The researchers investigated two situations: First, the hydrogen and carbon nuclei started the process uncorrelated, and second, they were initially quantum correlated.
"In the first case, the cores were uncorrelated We observed how the heat in the usual direction flowed from hot to cold until both cores had the same temperature, and in the second, where the nuclei initially correlated, we observed a heat flux In the opposite direction, from cold to hot, the effect lasted a few thousandths of a second until the initial correlation was used up, "Serra explained.
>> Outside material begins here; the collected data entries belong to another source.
PR #9966, opened 2021-01-25
Fix typo in error message

gustavgransbo:
### Description
Fixes a typo in the error raised when envoking mypy with `--explicit-package-bases` without also providing `--namespace-packages`. Currently the error refers to a non-existing parameter `--explicit-base-dirs`.


JelleZijlstra:
Thanks!

PR #10679, opened 2021-06-20
[mypyc] Support various number-related dunders

JukkaL:
This adds support for these unary dunders:
* `__neg__`
* `__invert__`
* `__int__`
* `__float__`

Also add support for binary, reversible dunders, such as `__add__` and `__radd__`.

Finally, add support for in-place operator dunders such as `__iadd__`.

The semantics of the binary dunders don't always match Python semantics, but
many common use cases should work.

There is one significant difference from Python that is not easy to remove: if a
forward dunder method is called with an incompatible argument, it's treated the
same as if it returned `NotImplemented`. This is necessary since the body of
the method is never reached on incompatible argument type and there is no
way to explicitly return `NotImplemented`. However, it's still recommended that 
the body returns `NotImplemented` as expected for Python compatibility.

If a dunder returns `NotImplemented` and has a type annotation, the return
type should be annotated as `Union[T, Any]`, where `T` is the return value 
when `NotImplemented` is not returned.

Work on mypyc/mypyc#839.


mypyc/codegen/emitwrapper.py
```diff
@@ -259,16 +261,126 @@ def generate_dunder_wrapper(cl: ClassIR, fn: FuncIR, emitter: Emitter) -> str:
...
+
+    Both arguments and the return value are PyObject *.
+    """
+    gen = WrapperGenerator(cl, emitter)
+    gen.set_target(fn)
+    gen.arg_names = ['left', 'right']
+    wrapper_name = gen.wrapper_name()
+
+    gen.emit_header()
+    if fn.name not in reverse_op_methods and fn.name in reverse_op_methods.values():
```
msullivan, line 287: It doesn't really matter but let's make a set in operators with the results of `reverse_op_methods.values()` so we don't need to scan

mypyc/codegen/emitwrapper.py
```diff
@@ -574,18 +691,30 @@ def generate_wrapper_core(fn: FuncIR, emitter: Emitter,
...
     The object is named PyObject *obj_{}. This is expected to generate
     a value of name arg_{} (unboxed if necessary). For each primitive a runtime
     check ensures the correct type.
     """
+    error = error or AssignHandler()
     if typ.is_unboxed:
         # Borrow when unboxing to avoid reference count manipulation.
-        emitter.emit_unbox('obj_{}'.format(name), 'arg_{}'.format(name), typ,
-                           error_code, declare_dest=True, borrow=True, optional=optional)
+        emitter.emit_unbox('obj_{}'.format(name),
```
msullivan, line 710: I am not asking for a change, but just making a remark: I've really come around to "black-style" for multi-line function calls, where you put the first argument on a new line, indented four spaces

mypyc/codegen/emitwrapper.py
```diff
@@ -596,10 +725,129 @@ def generate_arg_check(name: str, typ: RType, emitter: Emitter,
...
+        emitter.emit_cast('obj_{}'.format(name),
+                          'arg_{}'.format(name),
+                          typ,
+                          declare_dest=True,
+                          raise_exception=raise_exception,
+                          error=error,
+                          optional=optional)
+
+
+class WrapperGenerator:
```
msullivan, line 737: I like this

msullivan (approved):
Great!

The most notable aspect of this result is that a process of quantum cooling is proposed in which the addition of external energy (as it is) in refrigerators and air conditioners to cool a given environment.) Can be replaced by correlations ie, an exchange of information between objects The direction of heat flow – in other words, to bring about a local decrease in entropy – originated in classical physics in the mid-19th century, long before information theory was invented.
It was a thought experiment proposed by James in 1867, Maxwell (1831-1879), who among other things set up the famous equations of classical electromagnetism, said the great Scottish physicist in this thought experiment, which at that time triggered a violent controversy that when there would be a being capable of knowing the velocity of each molecule of a gas and manipulating all molecules on a microscopic scale, that entity could divide them into two receptors, placing molecules of above-average velocity in one to make a hot one generate compartment and slower than average molecules in the other to create a cold chamber. In this way, a gas initially in thermal equilibrium due to a mixture of faster and slower molecules would develop into a differentiated state with less entropy.
Maxwell intended to use the thought experiment to prove that the second law of thermodynamics is merely statistical.  "The being he proposed, capable of intervening in the material world at the molecular or atomic level, became known as 'Maxwell's Demon.' It was a fiction invented by Maxwell In order to present his point of view, we are now actually able to work on an atomic or even smaller scale, so that the usual expectations change, "said Serra.
The experiment carried out by Serra and co-workers and described in the just-published article is proof of this. It did not reproduce Maxwell's thought experiment, of course, but it did produce an analogous result.
"When we talk about information, we're not referring to anything immaterial – information requires a physical substrate, a memory, if you want." "If you want to erase 1-bit of memory from a flash drive, you need to be at least 10,000x Consume energy that consists of the Boltzmann constant and the absolute temperature. This minimum of energy, which is required to erase information, is referred to as the Landauer principle. V3.espacenet.com/textdoc? … 2 / index.html Notebook batteries are more than anything consumed by heat, "says Serra, colder to a hotter object without consuming external energy.
"We can quantify the correlation of two systems with bits, and quantum mechanics and information theory connections create what we call quantum information science." From a practical standpoint, one day the effect we studied could be used to cool part of the processor of a quantum computer. " Serra said.